いい匂い……。
給食室の前を通ると、出汁の優しい香りが漂ってきました。
案内役の先生が、誇らしげに調理室を指差します。
「当園は自園調理にこだわっています。栄養士が献立を作り、旬の食材を使って毎日ここで手作りしているんですよ。アレルギーをお持ちのお子さまへの除去食や代替食も、一人ひとりに合わせて細かく対応しています」
「個別に対応していただけるのは心強いですね」
恵が少し安心した表情を見せました。
誠は、調理室の入り口に貼られた色とりどりのカードに目を留め、管理体制について質問をしました。
「アレルギー対応で一番怖いのは取り違えだと思います。こちらの園では、具体的にどのような手順でミスを防いでいるのでしょうか」
「調理担当とクラス担任による二重チェックはもちろん、専用のトレイと色違いの食器を使い、お子さまの顔写真とアレルギー情報を記載したカードを必ず添えて配膳しています。最後は、園長も加わって確認を行う徹底した体制をとっています」
見学を終えた帰り道、二人は食の安全という最も神経を使う問題について話し合いました。

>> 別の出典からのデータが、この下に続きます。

PR #590, opened 2026-06-23
feat: add --save-total-limit to auto-cleanup old checkpoints

jxiaof:
Training scripts save a checkpoint every --save-interval steps with no limit on how many are kept. For long runs (e.g. 500K steps with interval=2000), this produces 250+ checkpoints consuming 1.1TB+ of disk.

This PR adds a --save-total-limit argument to all three training scripts (train_domino, train_dflash, train_eagle3). When set, the oldest checkpoints beyond the limit are automatically removed after each save. Default is None (no cleanup) to preserve backward compatibility.

Changes:
- Add cleanup_checkpoints() utility in specforge/utils.py
- Add --save-total-limit arg to all three training scripts
- Call cleanup_checkpoints() after each periodic save (not after final)
- Add comprehensive unit tests in tests/test_utils/test_checkpoint_cleanup.py

## Checklist

### DIFF
--- a/specforge/utils.py
+++ b/specforge/utils.py
@@ -188,8 +188,10 @@ def print_args_with_dots(args):
 
 
 def print_on_rank0(message):
-    if dist.get_rank() == 0:
-        logger.info(message)
+    if dist.is_available() and dist.is_initialized() and dist.get_rank() != 0:
+        return
+
+    logger.info(message)
 
 
 def safe_conversations_generator(file_path):
--- a/tests/test_utils/test_print_on_rank0.py
+++ b/tests/test_utils/test_print_on_rank0.py
@@ -1,0 +1,57 @@
+import importlib
+import sys
+import unittest
+from types import ModuleType
+from unittest import mock
+
+
+def _load_utils_module():
+    transformers_module = ModuleType("transformers")
+    transformers_module.AutoTokenizer = object
+    transformers_module.PreTrainedTokenizerFast = object
+
+    transformers_utils_module = ModuleType("transformers.utils")
+    transformers_utils_module.cached_file = mock.Mock(return_value=None)
+
+    sys.modules.pop("specforge.utils", None)
+    with mock.patch.dict(
+        sys.modules,
+        {
+            "transformers": transformers_module,
+            "transformers.utils": transformers_utils_module,
+        },
+    ):
+        return importlib.import_module("specforge.utils")
+
+
+utils = _load_utils_module()
+
+
+class TestPrintOnRank0(unittest.TestCase):
+    def test_logs_without_distributed_init(self):
+        with (
+            mock.patch.object(utils, "dist") as mock_dist,
+            mock.patch.object(utils.logger, "info") as mock_info,
+        ):
+            mock_dist.is_available.return_value = False
+
+            utils.print_on_rank0("hello")
+
+        mock_info.assert_called_once_with("hello")
+
+    def test_skips_nonzero_rank(self):
+        with (
+            mock.patch.object(utils, "dist") as mock_dist,
+            mock.patch.object(utils.logger, "info") as mock_info,
+        ):
+            mock_dist.is_available.return_value = True
+            mock_dist.is_initialized.return_value = True
+            mock_dist.get_rank.return_value = 1
+
+            utils.print_on_rank0("hello")
+
+        mock_info.assert_not_called()
+
+
+if __name__ == "__main__":
+    unittest.main()
--- a/tests/test_utils/test_print_on_rank0.py
+++ b/tests/test_utils/test_print_on_rank0.py
@@ -7,11 +7,11 @@ from unittest import mock
 
 def _load_utils_module():
     transformers_module = ModuleType("transformers")
-    transformers_module.AutoTokenizer = object
-    transformers_module.PreTrainedTokenizerFast = object
+    setattr(transformers_module, "AutoTokenizer", object)
+    setattr(transformers_module, "PreTrainedTokenizerFast", object)
 
     transformers_utils_module = ModuleType("transformers.utils")
-    transformers_utils_module.cached_file = mock.Mock(return_value=None)
+    setattr(transformers_utils_module, "cached_file", mock.Mock(return_value=None))
 
     sys.modules.pop("specforge.utils", None)
     with mock.patch.dict(


jxiaof:
Addressed all bot review comments and rebased the branch onto the latest main with a clean linear 2-commit history.

What changed:
- restricted checkpoint cleanup to rank 0 in distributed runs
- made print_on_rank0 safe in non-distributed contexts
- ignored FileNotFoundError during checkpoint deletion races
- gated cleanup + barrier on enabled save_total_limit only
- added focused regression tests for non-zero-rank skip and delete-race handling

Validation:
- ran python -m pre_commit run --all-files
- verified the touched files for syntax/editor errors
- ran targeted checkpoint cleanup behavior validation

Ready for human review.
@FlamingoPg @shuaills could you please take a look when you have time?

jxiaof:
@sleepcoo @shuaills

specforge/utils.py
```diff
@@ -237,6 +238,66 @@ def sort_key(x):
...
+        return (epoch, step)
+
+    checkpoints.sort(key=sort_key)
+    num_to_remove = len(checkpoints) - save_total_limit
+    removed = 0
+    for ckpt in checkpoints[:num_to_remove]:
+        ckpt_path = os.path.join(output_dir, ckpt)
+        try:
+            shutil.rmtree(ckpt_path)
+        except FileNotFoundError:
```
jessiewei7: Catching only `FileNotFoundError` means any other `OSError` from `shutil.rmtree` propagates and kills the training run. On network filesystems that's the common failure mode: e.g. NFS silly-rename leaves `.nfsXXXX` files in the checkpoint dir while another process holds an open handle, and `rmtree` fails with `ENOTEMPTY`. We hit exactly this on a live multi-node NFS-backed run.

Cleanup is best-effort — failing to delete an *old* checkpoint should never abort training:

```python
except OSError as e:
    print_on_rank0(f"Failed to remove old checkpoint {ckpt_path}: {e}; will retry on next save")
    continue
```

The leftover dir is picked up again on the next call, so nothing leaks permanently.

jessiewei7:
This wires `--save-total-limit` into `train_dflash.py` / `train_domino.py` / `train_eagle3.py`, but `scripts/train_peagle.py` has the same save path and is left out. Worth either adding it here (looks like the same three-line insertion) or noting in the description why it's excluded, so it doesn't get lost.

jxiaof:
Updates:

made checkpoint cleanup best-effort for generic OSError cases, so failures to remove old checkpoints no longer abort training
added a warning log and retry-on-next-save behavior for failed deletions
wired --save-total-limit into [train_peagle.py](vscode-file://vscode-app/Applications/Visual%20Studio%20Code.app/Contents/Resources/app/out/vs/code/electron-browser/workbench/workbench.html) as well, since it uses the same checkpoint save path
added focused regression coverage for the OSError cleanup path
Validation:

ran pre-commit on the touched files
ran focused syntax/error checks
re-validated the targeted cleanup behavior
If you have time, I’d appreciate another look.
@jessiewei7 @FlamingoPg @shuaills @sleepcoo @FrankLeeeee

specforge/utils.py
jxiaof: Thanks, this makes sense.

I updated cleanup_checkpoints so old-checkpoint deletion is now best-effort for generic OSError cases as well, with a warning and retry-on-next-save behavior instead of aborting training. I also wired the same save-total-limit handling into [train_peagle.py](vscode-file://vscode-app/Applications/Visual%20Studio%20Code.app/Contents/Resources/app/out/vs/code/electron-browser/workbench/workbench.html) so it does not get left behind.

I added focused regression coverage for the OSError cleanup path and re-ran the relevant checks.

jxiaof:
Follow-up update after the latest review comments:

- extended checkpoint cleanup to be best-effort for generic OSError cases as well, so failures to remove old checkpoints no longer abort training
- added a warning + retry-on-next-save behavior for failed deletions
- wired --save-total-limit into train_peagle.py too, since it uses the same checkpoint save path
- added focused regression coverage for the OSError cleanup path

Validation:
- ran pre-commit on the touched files
- ran focused syntax/editor checks on the touched files
- re-validated targeted checkpoint cleanup behavior, including the OSError fallback path

At this point all training scripts in this PR that save periodic checkpoints (train_domino.py, train_dflash.py, train_eagle3.py, and train_peagle.py) are covered consistently.

jiapingW:
Hi, I'm so sorry it's taking me so long to reply. Can you  update this feature to the `main`? We have updated lots of code recently. @jxiaof

jxiaof:
Hi, I rebased this branch onto the latest `main` and updated the patch accordingly.

After rebasing, I found that the original checkpoint-retention change in this PR is no longer the right integration surface on current `main`. The legacy training-script path from the original patch has since been removed/refactored, and checkpoint rotation is now handled by the unified runtime through `max_checkpoints`.

Because of that, this branch has been narrowed to the part that still applies cleanly and remains useful on top of current `main`:

- make `print_on_rank0` safe when `torch.distributed` is unavailable or not initialized
- add a focused regression test covering that behavior

I kept this update in the same PR for continuity, so the existing discussion and review history remain in one place.

Validation:
- `pytest tests/test_utils/test_print_on_rank0.py`
- `python -m pre_commit run --files specforge/utils.py tests/test_utils/test_print_on_rank0.py`

If you would still prefer this to be split into a fresh PR with the narrower scope, I can do that, but I wanted to first preserve the existing review thread and update this branch to current `main` as requested.

Please let me know if you are okay with keeping this narrowed update in PR #590.

jxiaof:
@jiapingW Thanks for the follow-up. I have now rebased this branch onto the latest `main` and pushed the updated branch.

To preserve the history of this PR, I want to explicitly summarize both the original logic in this PR and how the current codebase has changed since then.

Original logic in this PR:
- add `--save-total-limit` to the legacy training scripts
- prune older checkpoint directories after periodic saves
- keep the cleanup best-effort and safe in distributed settings
- add regression coverage around checkpoint cleanup behavior

Current logic on latest `main`:
- the legacy training-script integration path from the original patch has since been removed/refactored
- checkpoint retention/rotation is now handled by the unified runtime through `max_checkpoints`
- because of that, the original save-total-limit wiring from this PR is no longer the right surface to land on top of current `main`

So after rebasing onto current `main`, I kept the part of the original review follow-up that still applies cleanly and remains useful:
- make `print_on_rank0` safe when `torch.distributed` is unavailable or not initialized
- add a focused regression test for that behavior

I am intentionally keeping this in the same PR so the earlier discussion remains traceable and the review history is preserved, rather than losing context by starting over elsewhere.

Validation for the updated branch:
- `pytest tests/test_utils/test_print_on_rank0.py`
- `python -m pre_commit run --files specforge/utils.py tests/test_utils/test_print_on_rank0.py`

If you would like, I can also update the PR title/description to reflect the narrowed scope more accurately. If you prefer that I split this into a fresh PR instead, I can do that as well, but I wanted to first keep the existing thread intact and update the branch to current `main` as requested.

jxiaof (commented):
Addressed all bot review comments and rebased the branch onto the latest main with a clean linear 2-commit history.

What changed:
- restricted checkpoint cleanup to rank 0 in distributed runs
- made print_on_rank0 safe in non-distributed contexts
- ignored FileNotFoundError during checkpoint deletion races
- gated cleanup + barrier on enabled save_total_limit only
- added focused regression tests for non-zero-rank skip and delete-race handling

Validation:
- ran python -m pre_commit run --all-files
- verified the touched files for syntax/editor errors
- ran targeted checkpoint cleanup behavior validation

Ready for human review.
@FlamingoPg @shuaills could you please take a look when you have time?

jxiaof:
还合并吗？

「あんなに丁寧にカードで管理されているのを見ると安心するわ。でも、もし万が一のことがあったらと思うと、親としてどこまで園を信じていいのか、正直迷う部分もあるわね」
恵が親としての切実な不安を口にします。
誠は、リスク管理の観点から答えました。
「園によって対応は様々だね。完全に同じメニューで特定原材料だけを抜くところもあれば、代替品を家から持参してほしいという園もある。大切なのは、園がどこまで責任を持って、どう守ってくれるかの境界線が明確かどうかだね」
その夜、誠は思考を整理しました。
「アレルギー対応は、いわば高度なセキュリティシステムと同じだ」
「【例え話】をしよう。
これはオートロックの性能と住人の意識の関係に似ている。
どんなに立派な鍵というマニュアルがあっても、それを使う人である先生が開けっぱなしにしてしまえば意味がない。
本当の安全は、マニュアルの完璧さだけじゃなく、先生たちがどれだけ一人ひとりの命を自分事として捉え、緊張感を持って日々向き合ってくれているかという誠実さの積み重ねでできているんだよ」
恵は、園長先生が「毎日、命をお預かりしている意識でいます」と語った時の真剣な眼差しを思い出しました。
「そうね。システムが立派なのはもちろんだけど、私たちが本当に見極めるべきは、先生たちとどれだけ信頼の対話ができるか、なのかもしれないわね」
二人は、単に「対応の可否」だけでなく、ミスを防ごうとする園の姿勢と、親とのコミュニケーションの深さを、園選びの重要な評価基準に加えました。